PR #1025, opened 2024-04-16
Add gcc container image

dcermak:


src/bci_build/package/gcc/README.md.j2
```diff
@@ -0,0 +1,95 @@
...
+
+
+## How to use this image
+
+### Compile your application in a `Dockerfile`
+
+Generally you'd want to compile your application and distribute it as part of a
+container image of your own. For that, create a `Dockerfile` as follows which
+builds a container image based on this image, copies the sources to a working
+directory and compiles the application:
```
dmpop, line 16:
```suggestion
Normally, you'd want to compile an application and distribute it as part of a custom
container image. To do this, create a `Dockerfile` similar to the one below. The `Dockerfile` uses this image to build a custom container image, copies the sources to a working directory, and compiles the application:
```

src/bci_build/package/gcc/README.md.j2
```diff
@@ -0,0 +1,95 @@
...
+
+FROM registry.suse.com/bci/bci-micro:latest
+WORKDIR /build/
+COPY --from=builder /src/a.out /build/app
+CMD ["/build/app"]
+```
+
+Note that you must build a static binary to deploy it into bci-micro as
+otherwise shared libraries might be missing. You cannot deploy such an app into
+a `scratch` image as it is not possible to statically link glibc.
```
dmpop, line 44:
```suggestion
Note that you must build a static binary to deploy it into bci-micro;
otherwise shared libraries might be missing. You cannot deploy such an app into
a `scratch` image, as it is not possible to statically link glibc.
```

src/bci_build/package/gcc/README.md.j2
```diff
@@ -0,0 +1,95 @@
...
+
+
+### Available build systems
+
+The Container Image comes preloaded with `make` by default. Other build systems
+and related utilities are available in the repository and can be installed via
+`zypper`, including:
```
dmpop, line 51:
```suggestion
The container image comes with `make` by default. Other build systems
and related utilities are available in the repository, and they can be installed using
`zypper`. This includes the following:
```

src/bci_build/package/gcc/README.md.j2
```diff
@@ -0,0 +1,95 @@
...
+- `meson`
+- `cmake`
+- `ninja`
+- `autoconf` & `automake`
+
+
+### Available compiler frontends
+
+The GNU Compiler Collections supports a multitude of frontends. The container
```
dmpop, line 60:
```suggestion
The GNU Compiler Collections supports a wide range of frontends. The container
```

src/bci_build/package/gcc/README.md.j2
```diff
@@ -0,0 +1,95 @@
...
+image ships the C and C++ frontends available as `gcc` and `g++`
+respectively. The following additional frontends can be installed from the
+repository:
+- `gcc{{ image.version }}-fortran` for Fortran support
```
alexandrevicenzi, line 64: This seems like a maintenance nightmare once versions change and more features are added or removed.

Can we point to our GCC documentation for each release? Something like this https://documentation.suse.com/sbp/server-linux/html/SBP-GCC-12/index.html or another more appropriate if one exists.

src/bci_build/package/gcc/README.md.j2
```diff
@@ -0,0 +1,95 @@
...
+{% endif %}{%- if (image.version >= 13) %}- `gcc{{ image.version }}-m2` for the Modula 2 compiler frontend
+{% endif %}{%- if (image.version >= 14) %}- `gcc{{ image.version }}-rust` for the GNU Rust compiler
+{% endif %}{% endif %}
+
+### Using the container image interactively
+
+You can also utilize this container image in a one-shot fashion where building a
+full container image is not desirable. The easiest way is to mount the working
+directory of your application into the launched container and compile your
+application there:
```
dmpop, line 78:
```suggestion
You can use the image to create ephemeral containers that execute only gcc. This can be useful in situations, where building a
full container image is not practical. One way to do this is to mount the working directory of an application into the launched container and compile the
application there:
```

src/bci_build/package/gcc/README.md.j2
```diff
@@ -0,0 +1,95 @@
...
+```
+or by invoking `make`
+```bash
+podman run --rm -it -v $(pwd):/src/:Z --workdir /src/ \
+    {{ reference_no_release }} \
+    make
+```
+
+Note that the binary built via this process will most likely not work on your
+local machine. It will only work on operating systems that are binary compatible
```
dmpop, line 92:
```suggestion
Note that the binary built using this approach are unlikely to work on a
local machine. They only work on operating systems that are binary-compatible.
```

src/bci_build/package/gcc.py
```diff
@@ -0,0 +1,86 @@
+from typing import Literal
```
dirkmueller, line 1: a module docstring would be nice here

src/bci_build/package/gcc.py
```diff
@@ -0,0 +1,86 @@
...
+        ln -f $gcc_bin $(echo "$gcc_bin" | sed -e 's|/usr/bin/|/usr/local/bin/|' -e 's|-{gcc_version}$||'); \
+    done
+"""
+            if not _is_main_gcc(os_version, gcc_version)
+            else ""
+        ),
+    )
+    for (gcc_version, os_version) in (
+        (7, OsVersion.SP5),
+        (12, OsVersion.SP5),
```
dirkmueller, line 76: 13 should be also available on sp5 ?

src/bci_build/package/gcc.py
```diff
@@ -0,0 +1,86 @@
...
+        (7, OsVersion.SP6),
+        (13, OsVersion.SP6),
+        # (13, OsVersion.SLCC_DEVELOPMENT),
+        # (13, OsVersion.SLCC_PRODUCTION),
+        (7, OsVersion.TUMBLEWEED),
```
dirkmueller, line 81: imho lets not offer 7 anymore on tumbleweed

src/bci_build/package/gcc.py
```diff
@@ -0,0 +1,86 @@
...
+{DOCKERFILE_RUN} for gcc_bin in $(rpm -ql {gcc_pkg} {gpp} |grep ^/usr/bin/ ); do \
+        ln -f $gcc_bin $(echo "$gcc_bin" | sed -e 's|/usr/bin/|/usr/local/bin/|' -e 's|-{gcc_version}$||'); \
+    done
+"""
+            if not _is_main_gcc(os_version, gcc_version)
+            else ""
+        ),
+    )
+    for (gcc_version, os_version) in (
+        (7, OsVersion.SP5),
```
dirkmueller, line 75: is anyone actually asking for 7 being provided?

dcermak: No one is asking for any of this specifically. The requirement is "create a gcc container", which is about as unspecific as it can get.

dcermak: It would make sense to ship 7 for ada support, which is not available for gcc 12 & 13 in the SLE_BCI repo

src/bci_build/package/gcc/README.md.j2
dcermak: > This seems like a maintenance nightmare once versions change and more features are added or removed.

Imho it's really only a mess for Tumbleweed. For SLE we have only Fortran & Ada. Since we don't show the readme for Tumbleweed anywhere, we could also just remove the TW specific part.

> Can we point to our GCC documentation for each release? Something like this https://documentation.suse.com/sbp/server-linux/html/SBP-GCC-12/index.html or another more appropriate if one exists.

Unfortunately we do not have a generic manual, nor one for gcc 13.

src/bci_build/package/gcc.py
```diff
@@ -0,0 +1,88 @@
...
+
+from bci_build.package import CAN_BE_LATEST_OS_VERSION
+from bci_build.package import DOCKERFILE_RUN
+from bci_build.package import LanguageStackContainer
+from bci_build.package import OsVersion
+from bci_build.package import Replacement
+
+
+def _is_latest_gcc(os_version: OsVersion, gcc_version: Literal[7, 12, 13, 14]) -> bool:
+    if os_version == OsVersion.TUMBLEWEED and gcc_version == 14:
```
dirkmueller, line 13: currently this is not yet true, we're still at 13

src/bci_build/package/gcc.py
```diff
@@ -0,0 +1,88 @@
...
+        return True
+    if os_version == OsVersion.SP6 and gcc_version == 13:
+        return True
+    if os_version == OsVersion.SP5 and gcc_version == 12:
```
dirkmueller, line 17: both sp5 and sp6 have gcc 13. the toolchain extension is not service pack agnostic so the version between should be always the same

src/bci_build/package/gcc.py
```diff
@@ -0,0 +1,88 @@
...
+        ln -f $gcc_bin $(echo "$gcc_bin" | sed -e 's|/usr/bin/|/usr/local/bin/|' -e 's|-{gcc_version}$||'); \
+    done
+"""
+            if not _is_main_gcc(os_version, gcc_version)
+            else ""
+        ),
+    )
+    for (gcc_version, os_version) in (
+        (7, OsVersion.SP5),
+        (12, OsVersion.SP5),
```
dirkmueller, line 78: so if we really want to offer 12, which I advise against, we should not list it wtihout a support date end. I think the overlap periods ends in the next few weeks

src/bci_build/package/gcc/README.md.j2
```diff
@@ -0,0 +1,95 @@
...
+```
+
+It is also possible to compile a static binary with gcc as part of a multistage
+build:
+
+```Dockerfile
+FROM {{ reference_no_release }} as builder
+WORKDIR /src/
+COPY . /src/
+RUN gcc -static main.c src1.c src2.c
```
dirkmueller, line 34: I am not sure we actually need -static here or should advertise -static (it interacts badly with glibc). also an `-o app` should be listed

src/bci_build/package/gcc/README.md.j2
```diff
@@ -0,0 +1,95 @@
...
+
+### Available build systems
+
+The container image comes with `make` by default. Other build systems and
+related utilities are available in the repository, and they can be installed
+using `zypper`. This includes the following:
+- `meson`
+- `cmake`
+- `ninja`
+- `autoconf` & `automake`
```
dirkmueller, line 55: usually that's called autotools (it includes libtool)

src/bci_build/package/gcc/README.md.j2
dcermak: the `-o app` shouldn't be necessary, as the `COPY` changes the filename

src/bci_build/package/gcc/README.md.j2
dcermak: autotools is not a valid package name, that's why I listed autoconf & automake explicitly

dirkmueller (approved):

PR #1054, opened 2024-04-30
Use the LTSS base containers for LTSS builds

dirkmueller:
This also fixes the default base container to bci-base rather than sle15

### DIFF
--- a/src/bci_build/package/__init__.py
+++ b/src/bci_build/package/__init__.py
@@ -756,7 +756,13 @@ exit 0
             return "opensuse/tumbleweed:latest"
         if self.os_version == OsVersion.BASALT:
             return f"{_build_tag_prefix(self.os_version)}/bci-base:latest"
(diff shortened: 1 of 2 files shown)


dcermak (changes requested):
Breaks the tests and causes a giant churn of all dockerfiles

dirkmueller:
> Breaks the tests and causes a giant churn of all dockerfiles

so is the "requests changes" on "giant churn of all dockerfiles" or "breaks the tests" ? it's not clear to me what I can do to get a review from you?

dirkmueller:
iirc changes should go in together with #1069

dirkmueller:
In the hope that the LTSS base fix can go in, I've reverted the bci-base change for now.

dcermak:
> iirc changes should go in together with #1069

That's an automated PR that updated the prjconf

dcermak (approved):

PR #1067, opened 2024-05-02
Also install openjdk21 explicitly

dirkmueller:
-headless subpackage is not actually requiring the main jre like expected, so we need to install that one as well to avoid jdk 11 being pulled in.

### DIFF
--- a/src/bci_build/package/appcontainers.py
+++ b/src/bci_build/package/appcontainers.py
@@ -683,7 +683,11 @@ TOMCAT_CONTAINERS = [
                 else f"tomcat{tomcat_major}"
             )
         ]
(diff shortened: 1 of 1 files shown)


dcermak:
> -headless subpackage is not actually requiring the main jre like expected, so we need to install that one as well to avoid jdk 11 being pulled in.

Isn't that a packaging bug?

dirkmueller:
> > -headless subpackage is not actually requiring the main jre like expected, so we need to install that one as well to avoid jdk 11 being pulled in.
> Isn't that a packaging bug?

It probably is, but it's been that way for a while. I can submit a fix, but I would prefer to get CI to green first.

PR #1080, opened 2024-05-03
Add Apache 2 container image

### LINKED ISSUE #1022: Create a apache container image

alexandrevicenzi:
Fixes #1022.

### DIFF
--- a/src/bci_build/package/apache2/README.md.j2
+++ b/src/bci_build/package/apache2/README.md.j2
@@ -1,0 +1,99 @@
+# {{ image.pretty_name }} Container Image
+
+The Apache HTTP Server Project is an effort to develop and maintain an open-source HTTP server for modern operating systems including UNIX and Windows. The goal of this project is to provide a secure, efficient and extensible server that provides HTTP services in sync with the current HTTP standards.
+
+## How to use this image
+
+This image only contains Apache httpd. To start a simple HTML server run:
+
+{%- set reference = ( image.reference | replace("-%RELEASE%", "") ) %}
+
+```ShellSession
+$ podman run -it --rm -p 8080:80 -v /path/to/html:/srv/www/htdocs/ {{reference}}
+```
+
+## Configuration
+
+The Apache configarion is stored in the directory `/etc/apache2/`.
+
+Apache filesystem layout:
+
+```
+/etc/apache2/
+  |-- charset.conv  . . . . . . . . . . . .  for mod_auth_ldap
+  |-- conf.d/
+  |   |-- apache2-manual.conf . . . . . . .  conf that comes with apache2-doc
+  |   |-- mod_php4.conf . . . . . . . . . .  (example) conf that comes with apache2-mod_php4
+  |   `-- ... . . . . . . . . . . . . . . .  other configuration added by packages
+  |-- default-server.conf
+  |-- errors.conf
+  |-- httpd.conf  . . . . . . . . . . . . .  top level configuration file
+  |-- listen.conf
+  |-- magic
+  |-- mime.types -> ../mime.types
+  |-- mod_autoindex-defaults.conf
+  |-- mod_info.conf
+  |-- mod_log_config.conf
+  |-- mod_mime-defaults.conf
+  |-- mod_perl-startup.pl
+  |-- mod_status.conf
+  |-- mod_userdir.conf
+  |-- mod_usertrack.conf
+  |-- server-tuning.conf
+  |-- ssl-global.conf
+  |-- protocols.conf
+  |-- ssl.crl/  . . . . . . . . . . . . . .  PEM-encoded X.509 Certificate Revocation Lists (CRL)
+  |-- ssl.crt/  . . . . . . . . . . . . . .  PEM-encoded X.509 Certificates
+  |-- ssl.csr/  . . . . . . . . . . . . . .  PEM-encoded X.509 Certificate Signing Requests
+  |-- ssl.key/  . . . . . . . . . . . . . .  PEM-encoded RSA Private Keys
+  |-- ssl.prm/  . . . . . . . . . . . . . .  public DSA Parameter Files
+  |-- global.conf
+  |-- loadmodule.conf
+  |-- uid.conf
+  `-- vhosts.d/ . . . . . . . . . . . . . .  put your virtual host configuration (*.conf) here
+      |-- vhost-ssl.template
+      `-- vhost.template
+```
+
+Configuration examples are available in the directory `/usr/share/doc/packages/apache2/conf/`.
+
+To customize the configuration of the httpd server, first obtain the default configuration from the container:
+
+```ShellSession
+$ podman run --rm --entrypoint /bin/cat {{reference}} /etc/apache2/httpd.conf > my-httpd.conf
+```
+
+Once you made any changes, mount the customized httpd server configuration:
+
+```ShellSession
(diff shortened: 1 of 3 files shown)


src/bci_build/package/apache2/README.md.j2
```diff
@@ -0,0 +1,99 @@
...
+
+{%- set reference = ( image.reference | replace("-%RELEASE%", "") ) %}
+
+```ShellSession
+$ podman run -it --rm -p 8080:80 -v /path/to/html:/srv/www/htdocs/ {{reference}}
+```
+
+## Configuration
+
+The Apache configarion is stored in the directory `/etc/apache2/`.
```
dcermak, line 17:
```suggestion
The Apache configuration is stored in the directory `/etc/apache2/`.
```

src/bci_build/package/apache2/README.md.j2
```diff
@@ -0,0 +1,99 @@
...
+
+Configuration examples are available in the directory `/usr/share/doc/packages/apache2/conf/`.
+
+To customize the configuration of the httpd server, first obtain the default configuration from the container:
+
+```ShellSession
+$ podman run --rm --entrypoint /bin/cat {{reference}} /etc/apache2/httpd.conf > my-httpd.conf
+```
+
+Once you made any changes, mount the customized httpd server configuration:
```
dcermak, line 66:
```suggestion
Once you made your changes, mount the customized Apache server configuration:
```

src/bci_build/package/appcontainers.py
```diff
@@ -724,3 +724,32 @@ def _get_nginx_kwargs(os_version: OsVersion):
...
+            Replacement(
+                regex_in_build_description="%%apache2_version%%",
+                package_name="apache2",
+                parse_version="minor",
+            )
+        ],
+        license="Apache-2.0",
+        package_list=["apache2"],
+        entrypoint=["httpd", "-DFOREGROUND"],
+        volumes=["/srv/www/htdocs"],
```
dcermak, line 747: I don't think that this is a good idea. If I remember it correctly, then this is the documentroot, i.e. where you'll put your html & other static files to be served. However, if you declare this directory to be a volume, then it will be **impossible** to build a container with files in this directory.

This will eliminate the use case of building a container with your static files shipped with the container image.

src/bci_build/package/apache2/README.md.j2
```diff
@@ -0,0 +1,99 @@
...
+The Apache HTTP Server Project is an effort to develop and maintain an open-source HTTP server for modern operating systems including UNIX and Windows. The goal of this project is to provide a secure, efficient and extensible server that provides HTTP services in sync with the current HTTP standards.
+
+## How to use this image
+
+This image only contains Apache httpd. To start a simple HTML server run:
+
+{%- set reference = ( image.reference | replace("-%RELEASE%", "") ) %}
+
+```ShellSession
+$ podman run -it --rm -p 8080:80 -v /path/to/html:/srv/www/htdocs/ {{reference}}
```
dcermak, line 12: You can use the recently added `image.pretty_reference` for this instead:

```suggestion
$ podman run -it --rm -p 8080:80 -v /path/to/html:/srv/www/htdocs/ {{image.pretty_reference}}
```

dcermak (changes requested):
I think it's not a good idea to put the documentroot into a volume

src/bci_build/package/appcontainers.py
```diff
@@ -724,3 +724,32 @@ def _get_nginx_kwargs(os_version: OsVersion):
...
+        replacements_via_service=[
+            Replacement(
+                regex_in_build_description="%%apache2_version%%",
+                package_name="apache2",
+                parse_version="minor",
+            )
+        ],
+        license="Apache-2.0",
+        package_list=["apache2"],
+        entrypoint=["httpd", "-DFOREGROUND"],
```
dcermak, line 746: wdyt about upstream's entrypoint: https://github.com/docker-library/httpd/blob/master/2.4/httpd-foreground ?

src/bci_build/package/apache2/README.md.j2
```diff
@@ -0,0 +1,99 @@
+# {{ image.pretty_name }} Container Image
+
+The Apache HTTP Server Project is an effort to develop and maintain an open-source HTTP server for modern operating systems including UNIX and Windows. The goal of this project is to provide a secure, efficient and extensible server that provides HTTP services in sync with the current HTTP standards.
+
+## How to use this image
+
+This image only contains Apache httpd. To start a simple HTML server run:
+
+{%- set reference = ( image.reference | replace("-%RELEASE%", "") ) %}
```
dirkmueller, line 9:
```suggestion
```

src/bci_build/package/appcontainers.py
```diff
@@ -724,3 +724,32 @@ def _get_nginx_kwargs(os_version: OsVersion):
...
+        version_in_uid=False,
+        replacements_via_service=[
+            Replacement(
+                regex_in_build_description="%%apache2_version%%",
+                package_name="apache2",
+                parse_version="minor",
+            )
+        ],
+        license="Apache-2.0",
+        package_list=["apache2"],
```
dirkmueller, line 745: We offer various MPM modules, should the name at least reflect the MPM that was chosen?

src/bci_build/package/appcontainers.py
```diff
@@ -724,3 +724,32 @@ def _get_nginx_kwargs(os_version: OsVersion):
     )
     for tomcat_major, os_version in product(_TOMCAT_VERSIONS, ALL_BASE_OS_VERSIONS)
 ]
+
+APACHE2_CONTAINERS = [
+    ApplicationStackContainer(
+        name="apache2",
+        os_version=os_version,
+        package_name="apache2-image",
```
dirkmueller, line 732: We offer various MPM modules, should the name at least reflect the MPM that was chosen?

src/bci_build/package/appcontainers.py
alexandrevicenzi: we could use it, but I did not see a lot of value from it.

src/bci_build/package/appcontainers.py
alexandrevicenzi: That is a good question, but I'm afraid I can't answer that. Someone else needs to clarify the purpose of this image.

src/bci_build/package/appcontainers.py
alexandrevicenzi: Which name do you suggest? I assumed that the package name would be a good name for the image, but I'm open to alternatives.

src/bci_build/package/apache2/README.md.j2
alexandrevicenzi: I forgot that, but will fix it.

src/bci_build/package/appcontainers.py
alexandrevicenzi: I'm not sure, but the official Docker Hub image does not define a volume, perhaps it is best to not have it.

dcermak: It does not have it for good reasons. If you put `/srv/www/htdocs` into a volume then the following will yield very surprising behavior, namely that `/srv/www/htdocs/` will be **empty** in whatever you just built:
```Dockerfile
from registry.suse.com/suse/apache:2
copy ./static/ /srv/www/htdocs/
```

alexandrevicenzi:
We agreed that this container is not needed as we currently have the PHP-Apache for the LAMP stack.

PR #1473, opened 2024-07-30
Add Rust 1.80

dirkmueller:


dcermak (approved):
LGTM, note though, that it's broken on TW

dirkmueller:
> LGTM, note though, that it's broken on TW

the update is stuck in staging as it breaks stuff. I think we can ignore that for now?

PR #1482, opened 2024-08-01
Remove osc dependency from update-versions

dirkmueller:
This requires setting OSC_USER and OSC_PASSWORD which is just annoying and unnecessary. we can do this with a single interconnect api call just as well.


dcermak (changes requested):
Please don't. Instead use `osc = Osc(public=True)` instead so that we can rely on the error handling code inside py_obs

dirkmueller:
> Please don't. Instead use `osc = Osc(public=True)` instead so that we can rely on the error handling code inside py_obs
++++++
What the exercise asks:
Report each line in the data that holds the word "full".

Answer for the task:
+full container image is not desirable. The easiest way is to mount the working
full container image is not practical. One way to do this is to mount the working directory of an application into the launched container and compile the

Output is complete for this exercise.